● Task to carry out: In the listing below, locate the line that contains "arguments = unwrap_sensitive_args(arguments)" and the line that contains "interpreter = ['powershell.exe', *Powershell.ps_args]". Restate word for word those two lines and every line between them, and nothing else.
[Recorded data Boundary: Start]
PR #1013, opened 2019-05-30
(BOLT-1358) Fix local_windows transport calling profile

McdonaldSeanp:
Previous to this commit the local_windows transport would call the powershell
profile if the default value for the 'interpreter' variable was ever used. in
this scenario the default interpreter needs to include PS_ARGS defined in the
powershell transport.

This commit adds PS_ARGS to the default of interpreter

### DIFF
--- a/lib/bolt/transport/local_windows.rb
+++ b/lib/bolt/transport/local_windows.rb
@@ -63,7 +63,8 @@ module Bolt
       private :with_tmpscript
 
       def execute(*command, options)
-        command.unshift(options[:interpreter]) if options[:interpreter]
+        # Interpreter can be an array or string. It will be appended to the command array.
+        command.unshift(options[:interpreter]).flatten! if options[:interpreter]
         command = [options[:env]] + command if options[:env]
 
         if options[:stdin]
@@ -106,7 +107,8 @@ module Bolt
           arguments = unwrap_sensitive_args(arguments)
           if Powershell.powershell_file?(file)
             command = Powershell.run_script(arguments, file)
-            output = execute(command, dir: dir, env: "powershell.exe")
+            interpreter = ['powershell.exe', *Powershell.ps_args]
+            output = execute(command, dir: dir, interpreter: interpreter)
           else
             path, args = *Powershell.process_from_extension(file)
             args += Powershell.escape_arguments(arguments)
@@ -166,7 +168,7 @@ module Bolt
           if Powershell.powershell_file?(script) && stdin.nil?
             command = Powershell.run_ps_task(arguments, script, input_method)
             command = environment_params + Powershell.shell_init + command
-            interpreter ||= 'powershell.exe'
+            interpreter ||= ['powershell.exe', *Powershell.ps_args]
             output =
               if input_method == 'powershell'
                 execute(command, dir: dir, interpreter: interpreter)
--- a/acceptance/config/gem/options.rb
+++ b/acceptance/config/gem/options.rb
@@ -6,6 +6,7 @@
     'setup/gem/pre-suite/020_install.rb',
     'setup/common/pre-suite/030_set_password.rb',
     'setup/common/pre-suite/031_add_local_nix_user.rb',
+    'setup/common/pre-suite/032_configure_windows_profile.rb',
     'setup/common/pre-suite/050_build_bolt_inventory.rb',
     'setup/common/pre-suite/071_install_modules.rb'
   ],
--- a/acceptance/config/git/options.rb
+++ b/acceptance/config/git/options.rb
@@ -7,6 +7,7 @@
     'setup/git/pre-suite/020_install.rb',
     'setup/common/pre-suite/030_set_password.rb',
     'setup/common/pre-suite/031_add_local_nix_user.rb',
+    'setup/common/pre-suite/032_configure_windows_profile.rb',
     'setup/common/pre-suite/050_build_bolt_inventory.rb',
     'setup/common/pre-suite/071_install_modules.rb'
   ],
--- a/acceptance/config/package/options.rb
+++ b/acceptance/config/package/options.rb
@@ -5,6 +5,7 @@
     'setup/package/pre-suite/020_install.rb',
     'setup/common/pre-suite/030_set_password.rb',
     'setup/common/pre-suite/031_add_local_nix_user.rb',
+    'setup/common/pre-suite/032_configure_windows_profile.rb',
     'setup/common/pre-suite/050_build_bolt_inventory.rb'
   ],
   load_path: './lib/acceptance'
--- a/acceptance/lib/acceptance/bolt_setup_helper.rb
+++ b/acceptance/lib/acceptance/bolt_setup_helper.rb
@@ -46,6 +46,10 @@ module Acceptance
       ENV['LOCAL_USER'] || 'local_user'
     end
 
+    def profile_tracker
+      ENV['PROFILE_TRACKER'] || "C:/ProfileDir/profile_tracker.txt"
+    end
+
     def local_user_homedir
       case bolt['platform']
       when /osx/
--- a/acceptance/setup/common/pre-suite/032_configure_windows_profile.rb
+++ b/acceptance/setup/common/pre-suite/032_configure_windows_profile.rb
@@ -1,0 +1,27 @@
+# frozen_string_literal: true
+
+require 'bolt_setup_helper'
+
+test_name "Configure Windows Profile" do
+  extend Acceptance::BoltSetupHelper
+
+  step "Configure a Windows Profile that contains will write to a file every time it is loaded" do
+    if bolt['platform'] =~ /windows/
+      execute_powershell_script_on(bolt, <<-PS)
+$profileTracker = #{profile_tracker.inspect}
+$BaseDir = Split-Path $profileTracker
+if (!(Test-Path -Path $BaseDir ))
+{ New-Item -Type Directory -Path $BaseDir -Force }
+if (!(Test-Path -Path $PROFILE.AllUsersAllHosts))
+{ New-Item -Type File -Path $PROFILE.AllUsersAllHosts -Force }
+$ProfileCode = [string]::Format('"Profile Loaded" | Out-File {0} -Append', $profileTracker)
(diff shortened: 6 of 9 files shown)


lib/bolt/transport/local_windows.rb
```diff
@@ -166,7 +166,7 @@ def run_task(target, task, arguments, options = {})
           if Powershell.powershell_file?(script) && stdin.nil?
             command = Powershell.run_ps_task(arguments, script, input_method)
             command = environment_params + Powershell.shell_init + command
-            interpreter ||= 'powershell.exe'
+            interpreter ||= ['powershell.exe', *Bolt::Transport::Powershell.singleton_class::PS_ARGS]
```
donoghuc: I think we can just make `PS_ARGS` a method in the `Bolt::Transport::Powershell` module. It is meant to make powershell specific code/templates available where needed. I think having to access `PS_ARGS` with `singleton_class` is not ideal. I think we can take this over and assign a ticket to it. Thanks @McdonaldSeanp

adreyer:
@McdonaldSeanp can you file a bolt ticket for this since it will result in a behavioral change.

donoghuc:
https://tickets.puppetlabs.com/browse/BOLT-1358

nicklewis:
This change looks good. Is there a reasonable way to test it? I fear that any way to test this very specific case would wind up being too implementation-specific...

donoghuc:
I guess we could try to add something like the following to CI. This is how I tested locally. 
```
PS C:\Users\Administrator\bolt> echo $profile
C:\Users\Administrator\Documents\WindowsPowerShell\Microsoft.PowerShell_profile.ps1
PS C:\Users\Administrator\bolt> type $profile
Write-Host 'hi from profile'
PS C:\Users\Administrator\bolt> type .\Boltdir\site-modules\test\tasks\init.ps1
Write-Host 'hi'
PS C:\Users\Administrator\bolt> bundle exec bolt task run test -t localhost
Started on localhost...
Finished on localhost:
  hi from profile
  hi
  {
  }
Ran on 1 node in 0.77 seconds
PS C:\Users\Administrator\bolt> git branch
* (HEAD detached at origin/master)
  fix_loading_profile_windows_local
  master
PS C:\Users\Administrator\bolt> git checkout fix_loading_profile_windows_local
Previous HEAD position was 7350519b Merge pull request #1012 from nicklewis/BOLT-1341-support-terraform-version-4-statefiles
Switched to branch 'fix_loading_profile_windows_local'
PS C:\Users\Administrator\bolt> bundle exec bolt task run test -t localhost
Started on localhost...
Finished on localhost:
  hi
  {
  }
Ran on 1 node in 0.58 seconds
```

donoghuc:
@McdonaldSeanp `run script` also appears to load profiles on windows using local transport  to execute powershell scripts. I assume that is not the expected behavior? The template for that is https://github.com/puppetlabs/bolt/blob/7350519b0a28cf184a237c149cbfc5ee7013681c/lib/bolt/transport/powershell.rb#L94-L114 . 

Also, I have been trying to replicate this using the winrm transport. By running something like 
```powershell
if (!(Test-Path -Path $PROFILE.AllUsersCurrentHost))
{ New-Item -Type File -Path $PROFILE.AllUsersCurrentHost -Force }
Set-Content -Path $PROFILE.AllUsersCurrentHost -value "Write-Host 'hi'"
```
I can test for profile being loaded using local transport based on `hi` being printed. For example
```
PS C:\Users\Administrator\bolt\Boltdir> bundle exec bolt script run test.ps1 -t localhost
Started on localhost...
Finished on localhost:
  STDOUT:
    hi
    powershell script
Ran on 1 node in 0.41 seconds
PS C:\Users\Administrator\bolt\Boltdir> type test.ps1
Write-Host 'powershell script'
```
But the profile does not seem to be loaded (or at least I cant detect `hi`) using the winrm transport (with scripts or tasks even when I delete all of `PS_ARGS`). My guess is that the profile I am setting in that script is not picked up when executing remotely. Do you know of a profile that I could set that would be loaded for any powershell script invocation?

McdonaldSeanp:
@donoghuc I don't know enough about the winrm transport in bolt to know how it interacts with powershell and how it would react to "Write-host".

My guess at your repro problem in winrm is the output of "write-host" could disappear regardless of whether or not powershell.exe was called with or without -NoProfile. I know there's alot of powershell logic and pipelining in what actually gets called on the host. "write-host" will _not_ propagate any output down any pipelines, it sends the output directly to the console. Since there's not technically a "console" in winrm maybe the output from write-host in your profile just gets eaten.

I would try and see if using something other than "write-host" in the test profile as a test for if the profile was executed will work?

maybe write to a file with https://docs.microsoft.com/en-us/powershell/module/microsoft.powershell.utility/out-file?view=powershell-6 in the test profile and then check if that file exists?

McdonaldSeanp:
Also yes, we do _not_ want to load the profile in `run script`

ci.ps1
```diff
@@ -147,3 +147,23 @@ function Set-ActiveRubyFromPuppet
...
+  Write-Host $ENV:windir
+  $allProfiles = Join-Path -Path $ENV:WINDIR -ChildPath 'System32\WindowsPowerShell\v1.0\profile.ps1'
+  Write-host $allProfiles
+  if (!(Test-Path -Path $allProfiles))
+  {
+    New-Item -Type File -Path $allProfiles -Force
+  }
+  $BaseDir = Split-Path $profileTracker
+  New-Item -ItemType Directory -Path $BaseDir
+  $ProfileCode = [string]::Format('"Profile Loaded" | Out-File {0} -Append', $profileTracker)
```
donoghuc: $Profile evaluates to null when executed from this script. Additionally setting it like this results in 
```
Successfully established WinRM connection with roddypiper after 1 attempt(s)
C:\ProfileDir\profile_tracker.txt
PSVersion                      5.1.14409.1012                                                                                                                                                                                        
PSEdition                      Desktop                                                                                                                                                                                               
PSCompatibleVersions           {1.0, 2.0, 3.0, 4.0...}                                                                                                                                                                               
BuildVersion                   10.0.14409.1012                                                                                                                                                                                       
CLRVersion                     4.0.30319.42000                                                                                                                                                                                       
WSManStackVersion              3.0                                                                                                                                                                                                   
PSRemotingProtocolVersion      2.3                                                                                                                                                                                                   
C:\windows
C:\windows\System32\WindowsPowerShell\v1.0\profile.ps1
LastWriteTime : 6/10/2019 8:10:37 PM
Length        : 0
Name          : profile.ps1
PSPath            : Microsoft.PowerShell.Core\FileSystem::C:\ProfileDir
PSParentPath      : Microsoft.PowerShell.Core\FileSystem::C:\
PSChildName       : ProfileDir
PSDrive           : C
PSProvider        : Microsoft.PowerShell.Core\FileSystem
PSIsContainer     : True
Name              : ProfileDir
FullName          : C:\ProfileDir
Parent            : 
Exists            : True
Root              : C:\
Extension         : 
CreationTime      : 6/10/2019 8:10:37 PM
CreationTimeUtc   : 6/10/2019 8:10:37 PM
LastAccessTime    : 6/10/2019 8:10:37 PM
LastAccessTimeUtc : 6/10/2019 8:10:37 PM
LastWriteTime     : 6/10/2019 8:10:37 PM
LastWriteTimeUtc  : 6/10/2019 8:10:37 PM
Attributes        : Directory
Mode              : d-----
BaseName          : ProfileDir
Target            : {}
LinkType          : 
"Profile Loaded" | Out-File C:\ProfileDir\profile_tracker.txt -Append
bundle exec rake appveyor
..........................................................................................................................................................................................................................................................................................................................................................................................................................................................................................................................................................................................................................................................................................................................................................................................................................................................................................................*........*.........................................................................................................................................................................C:\ProfileDir\profile_tracker.txt
No such file or directory @ rb_sysopen - C:\windows\System32\WindowsPowerShell\v1.0\profile.ps1
.
.......................................................................................................................
Pending: (Failures listed here are expected and do not affect your suite's status)
```
Which makes it seem like the file is not persisted (or at least connot be read in rspec context). Either way it does not seem possible to create a profile that will get loaded with this approach. I think we may been do do this in acceptance tests.

donoghuc:
Got a clean beaker run locally with 
```
cas@cas-ThinkPad-T460p:~/working_dir/bolt/acceptance$ bundle exec beaker-hostgenerator windows10ent-64bolt%2Cwinrm.-debian9-64ssh.-windows2016-64winrm. > hosts.yaml
cas@cas-ThinkPad-T460p:~/working_dir/bolt/acceptance$ bundle exec beaker init -h hosts.yaml -o config/git/options.rb
cas@cas-ThinkPad-T460p:~/working_dir/bolt/acceptance$ bundle exec beaker provision
cas@cas-ThinkPad-T460p:~/working_dir/bolt/acceptance$ GIT_FORK=McdonaldSeanp/bolt.git GIT_BRANCH=fix_loading_profile_windows_local bundle exec beaker exec -t ./tests
```
```
/tests/show/plan_show.rb passed in 35.05 seconds
      Test Suite: tests @ 2019-06-10 17:26:30 -0700

       Total Suite Time: 581.87 seconds
      Average Test Time: 30.62 seconds
              Attempted: 19
                 Passed: 16
                 Failed: 0
                Errored: 0
                Skipped: 3
                Pending: 0
                  Total: 19

      - Specific Test Case Status -
        
Failed Tests Cases:
Errored Tests Cases:
Skipped Tests Cases:
  Test Case ./tests/apply_plan_winrm.rb 
  Test Case ./tests/command_local.rb 
  Test Case ./tests/file_local.rb 
Pending Tests Cases:
```
I gave up on fighting appveyor trying to set a profile that would be loaded. I don't fully understand why `$Profile` evaluates to `null` when executing powershell in appveyor. I started investigating writing profile code to the default location for `Profile.AllUsersAllHosts` but when I ran in to not easily being able to verify that the profile was being loaded I decided to just implement the tests at the acceptance level. 

I spent some time trying to force loading profiles when running scripts or tasks over winrm (for example by removing `-NoProfile` etc from `PS_ARGS`. It kind of makes me think that something in the winrm library is effectively setting `-NoProfile` when using the `:powershell` session shell option (which is good).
[Recorded data Boundary: End]
● Response area:
           arguments = unwrap_sensitive_args(arguments)
           if Powershell.powershell_file?(file)
             command = Powershell.run_script(arguments, file)
-            output = execute(command, dir: dir, env: "powershell.exe")
+            interpreter = ['powershell.exe', *Powershell.ps_args]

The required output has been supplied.